Personal information
- Full name: Edwin George McLeod
- Born: 14 October 1900 Auckland, New Zealand
- Died: 14 September 1989 (aged 88) Auckland, New Zealand
- Batting: Left-handed
- Bowling: Right-arm leg-spin

International information
- National side: New Zealand (1930);
- Only Test (cap 12): 24 January 1930 v England

Career statistics
| Competition | Test | First-class |
| Matches | 1 | 28 |
| Runs scored | 18 | 1407 |
| Batting average | 18.00 | 32.72 |
| 100s/50s | 0/0 | 1/9 |
| Top score | 16 | 102 |
| Balls bowled | 12 | 1018 |
| Wickets | 0 | 20 |
| Bowling average | – | 33.20 |
| 5 wickets in innings | – | 0 |
| 10 wickets in match | – | 0 |
| Best bowling | – | 4/56 |
| Catches/stumpings | 0/– | 11/– |
- Source: Cricinfo, 1 April 2017

= Eddie McLeod (cricketer) =

New Zealand cricketer

Edwin George McLeod (14 October 1900 – 14 September 1989) was a New Zealand cricketer who played in one Test in 1930. He was also an international hockey player who captained New Zealand.

==Cricket career==
McLeod was a middle-order and opening batsman who also bowled leg-spin. He played for Auckland from 1920–21 to 1923–24, and for Wellington from 1925–26 to 1940–41. He captained Wellington in 1939-40 and 1940–41.
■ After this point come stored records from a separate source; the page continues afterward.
PR #1053, opened 2015-10-08
CPU Fallback for CUDA LAPACK API for CUDA <= 6.5

shehzan10:
Adds fallback CPU capability for CUDA lapack functions who's implementations were disabled for versions of CUDA prior to 7.0.


shehzan10:
build arrayfire tegra ci

shehzan10:
build arrayfire tegra ci

pavanky:
@shehzan10 Instead of using CPU fallback directly, make it an option so that the user has to enable it explicitly.

PR #1064, opened 2015-10-19
Misc Fixes

### LINKED ISSUE #541: Document supported and the return types of all the functions
Some functions return outputs that are different types than the inputs. Document the behavior for such functions.

Functions to document:

- [x] sum
- [x] product
- [x] anyTrue
- [x] allTrue
- [x] count
- [x] histogram
- [x] logical operations

@9prady9 @shehzan10 Anything else we can add here?

### LINKED ISSUE #1067: Unified API: Add function to return WHICH backends are available
Currently `af_get_backend_count` returns the number of available backends, however it would be useful to expose **which** backends are available (or separate functions for `af_is_cuda_available`, etc). This calculation is already being done internally during the function call.

shehzan10:
[skip ci]

Fixes #773 
Fixes #541
Fixes #1067


shehzan10:
build arrayfire windows ci

PR #150, opened 2021-02-06
Codeql analysis

naveensrinivasan:
https://codeql.github.com/docs/

### DIFF
--- a/.github/workflows/codeql-analysis.yml
+++ b/.github/workflows/codeql-analysis.yml
@@ -1,0 +1,36 @@
+# https://docs.github.com/en/free-pro-team@latest/github/finding-security-vulnerabilities-and-errors-in-your-code/configuring-code-scanning#changing-the-languages-that-are-analyzed
+name: "CodeQL"
+on:
+  push:
+    branches: [ main ]
+  pull_request:
+    # The branches below must be a subset of the branches above
+    branches: [ main ]
+  schedule:
+    - cron: '45 10 * * 1'
+
+jobs:
+  analyze:
+    name: Analyze
+    runs-on: ubuntu-latest
+
+    strategy:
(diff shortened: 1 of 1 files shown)


.github/workflows/codeql-analysis.yml
```diff
@@ -0,0 +1,36 @@
+# https://docs.github.com/en/free-pro-team@latest/github/finding-security-vulnerabilities-and-errors-in-your-code/configuring-code-scanning#changing-the-languages-that-are-analyzed
+name: "CodeQL"
+on:
+  push:
+    branches: [ main ]
+  pull_request:
+    # The branches below must be a subset of the branches above
+    branches: [ main ]
+  schedule:
```
bobcallaway, line 9: im not sure we need a schedule if this will run on all PRs targeted at main.

bobcallaway (commented):
thanks for adding this; I'm guessing there is no analysis because this hasn't run properly on main yet?

.github/workflows/codeql-analysis.yml
naveensrinivasan: Even I had the same concern initially, then I realized there new upstream vulnerabilities identified(codeql identifies a new way of catching code issues) that will not be reported till there is a new PR. For example, could be a zero-day, especially with a security-critical project it would make sense to run them on a schedule to mitigate that risk.

naveensrinivasan:
> thanks for adding this; I'm guessing there is no analysis because this hasn't run properly on main yet?

Yes because it hasn't yet run on main.

.github/workflows/codeql-analysis.yml
bobcallaway: makes sense. Thanks!

PR #152, opened 2021-02-07
Fix broken link pointing to rekord_schema

bistaastha:
This is a tiny change to fix the broken link which pointed to `rekord_schema.md` and not `rekord_schema.json`.


lukehinds:
nice catch, thanks @bistaastha

Issue #171, opened 2021-02-20
Rename x509 PKI to PKIX


dlorenc:
I think this is probably closer to the "correct" name the way we're using these keys, since we don't actually verify a certificate chain.

We could either extend this type to take an optional cert chain to verify the public key against, or have two types of PKI here.

dlorenc:
I guess the cert chains could be stored in ExtraData, since we could theoretically have multiple valid cert chains for a given signature.

dlorenc:
Or, one other idea: allow for the public key to refer to a certificate (with an embedded public key) instead of just a public key.

We would then verify the certificate itself and store that in extra data (because many certificates can contain the same public key), extract the public key and store that as usual.

PR #172, opened 2021-02-20
Allow uploading x509 signatures based on a cert rather than the publi…

dlorenc:
…c key.

See #171 for more context.


bobcallaway (approved):
lgtm

PR #175, opened 2021-02-25
Refactor of org name

lukehinds:
All instances of projectrekor are now renamed to SigStore

This includes:

* Import paths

When the MCC toured New Zealand to play New Zealand's first Test series in 1929–30, McLeod scored 37 and 21 not out and took 3 for 7 and 4 for 56 for Wellington against the tourists. New Zealand lost the First Test shortly afterwards, and McLeod was one of three new players brought in for the Second Test. He was not successful (although New Zealand improved and drew the match) and did not play any further Tests. He made 102 and 35 for Wellington against Auckland two weeks after the Test series ended.

==Hockey career==
McLeod represented New Zealand in hockey in the 1920s and 1930s. He played in New Zealand's first hockey Test match, against Australia in 1922 at Palmerston North, a game that New Zealand won 5–4. He was the captain of the New Zealand side that played India in a three-Test series in New Zealand in 1935. He later served as a national hockey selector.